Located in `src/transform/`, responsible for processing data:

- **`remap`**: Field remapping/renaming.
- **`filter`**: Filters messages based on conditions (e.g., regex matching).
- **`window`**: Time window or count window aggregation.
- **`compute`**: Computational logic processing.
- **`hash`**: Generating deterministic identifiers.

### 3.3 Sinks

Located in `src/sink/`, responsible for outputting data:

- **`console`**: Prints to standard output (for debugging).
- **`file`**: Writes to local files.
- **`http_client`**: Sends HTTP requests to external services.
- **`redis`**: Writes Redis commands.
- **`sql`**: Executes SQL inserts/updates.
- **`notify`**: Sends notifications (supports Telegram, Email, Webhook, etc.).
- **`blackhole`**: Discards data (for testing).

## 4. Key Mechanisms

### 4.1 System Channels

Pipeflow has a built-in set of "shadow pipelines" for handling system-level messages, established during
`Engine` initialization:

- **DLQ (Dead Letter Queue)**: Captures messages that failed processing.
- **Event**: Records critical events during system runtime (e.g., connection lost, reconnecting).
- **Audit**: Records processing time and status (Success/Failure) of messages at each node.

In implementation, the `Engine` creates a global `SystemChannels` structure containing three `mpsc` senders.
Every Source/Transform/Sink holds these senders at runtime and asynchronously sends metadata when errors occur
or processing completes.

### 4.2 Dead Letter Queue & Loop Protection

To prevent dead letter messages themselves from triggering errors and causing infinite loops, the system
implements **Chain Depth Protection**:

- Message metadata contains a `chain_depth` counter.
- When a new DLQ message is generated due to an error, the counter is incremented by 1.
- If the counter exceeds a threshold (e.g., 8), the message is forcibly dropped to prevent a system avalanche.

### 4.3 Fan-out & Broadcast

The engine creates a `broadcast::Sender` for each Source and Transform via `Engine::create_node_channels`.

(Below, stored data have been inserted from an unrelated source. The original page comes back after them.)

PR #382, opened 2019-09-04
fix(server): don't skip definitions with a zero-length range

ayazhafiz:
Certain definition files (like CSS files) don't have a `scriptInfo` but
also don't need to be read, because their definition spans are of 0
length. Don't skip over such definitions.

### DIFF
--- a/server/src/server.ts
+++ b/server/src/server.ts
@@ -168,11 +168,18 @@ connection.onDefinition((params: lsp.TextDocumentPositionParams) => {
   const results: lsp.LocationLink[] = [];
   for (const d of definition.definitions) {
     const scriptInfo = tsProjSvc.getScriptInfo(d.fileName);
-    if (!scriptInfo) {
+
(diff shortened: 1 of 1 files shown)


server/src/server.ts
```diff
@@ -168,11 +168,18 @@ connection.onDefinition((params: lsp.TextDocumentPositionParams) => {
...
-    if (!scriptInfo) {
+
+    // Some definitions, like definitions of CSS files, may not be recorded files with a
+    // `scriptInfo` but are still valid definitions because they are files that exist. In this case,
+    // check to make sure that the text span of the definition is zero so that the file doesn't have
+    // to be read; if the span is non-zero, we can't do anything with this definition.
+    if (!scriptInfo && d.textSpan.length > 0) {
       continue;
     }
+    const ZERO_RANGE = lsp.Range.create(0, 0, 0, 0);  // for files without `scriptInfo`
```
kyliau: Please move constant to top level. Perhaps `EMPTY_RANGE` is a better name?

Issue #369, opened 2019-08-28
Extension failed to load angular plugin from nested folder.


andrius-pra:
The extension(v0.900.0-next.0) failed to load @angular/language-service plugin when angular project is in a child folder. It only tries to load from root of workspace.

Steps to reproduce:
```
mkdir root
cd root
ng new test-ng-ls --routing=true --style=less
cd test-ng-ls
ng update @angular/core@9.0.0-next.2 @angular/cli@9.0.0-next.1 codelyzer
code ..
```

Environment:
```
@angular/language-service@~9.0.0-next.2
angular.ng-template: v0.900.0-next.0
```

jpike88:
@kyliau having the exact same problem here. It's preventing me from using the plugin at all

I have a workspace structure like so:

```
workspace root -  
                        - client (contains tsconfig.json, angular.json etc)
                        - server (contains just a tsconfig.json)
                        - shared (just .ts files)
```

The plugin doesn't recognize my client folder.

Installing @angular/language-service in the root folder results predictably in errors across all my components (```Component '...' is not included in a module and will not be available inside a template```)... so that isn't a valid workaround.

jpike88:
@kyliau I should also add, I have a tsconfig.json in my root directory.

From inspecting your plugin's code, there appears to be a variable called ```pluginProbeLocation```, but it never gets set.

https://github.com/angular/vscode-ng-language-service/blob/acc2a70a80efa16ab876e38bfd8de508afb8915a/server/src/project_service.ts#L45

So the solution maybe is that some sort of override needs to be set, in order to ensure that ```@angular/language-service``` gets loaded from the correct subdirectory.

Can you please shed some light on this? I'd imagine quite a few developers use a workspace where the angular project is in a subdirectory.

jpike88:
@kyliau can I get an an idea of whether this issue has any level of priority? If not, I'll attempt a fix myself when I get the time. However, I don't want to if you can conceive of something much faster, as this plugin stuff is a little alien to me.

andrius-pra:
I installed `@angular/language-service` in a workspace root and it was enough to fix this issue.
```
mkdir root
cd root
yarn add --dev @angular/language-service@next // <-- Added this command
ng new test-ng-ls --routing=true --style=less
cd test-ng-ls
ng update @angular/core@next @angular/cli@next codelyzer
code ..
```

jpike88:
@andrius-pra if I do that, all my components get this error:

[...]

Issue #400, opened 2019-09-18
Extension not working and crashing


RobertDelmatic:
The extension does not work at all, for me, in HTML templates, and it keeps crashing. Version 0.802.3
This is the console log:

Search path: c:/work/clientportal/angular/src/app/project/dialogs/project-edit-user-dialog
Config file name: c:/work/clientportal/angular/tsconfig.json
Angular Language Service: 6.0.3
TypeScript: 3.5.3
getTemplateReferences: 5629ms
Add recursive watcher for: c:/work/clientportal/angular
Opened configuration file c:/work/clientportal/angular/tsconfig.json
getTemplateReferences: 0ms
getDiagnostics: 124ms
internal/process/next_tick.js:63
          Reflect.apply(callback, undefined, tock.args);
                  ^

TypeError: Reflect.apply is not a function
    at process._tickCallback (internal/process/next_tick.js:63:19)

- **Transforms** subscribe to upstream broadcast channels.
- **Sinks** also subscribe to upstream broadcast channels.
- Sinks use `futures::stream::select_all` to merge multiple upstream input streams into a single stream for
  sequential processing.

## 5. Summary

Pipeflow builds a safe and high-performance data processing framework by leveraging Rust's strong type system
and Tokio's high concurrency capabilities. Its design core lies in the **separation of configuration and logic**,
allowing users to focus on business logic (YAML configuration) while delegating concurrency control, error handling,
and resource management to the underlying framework implementation.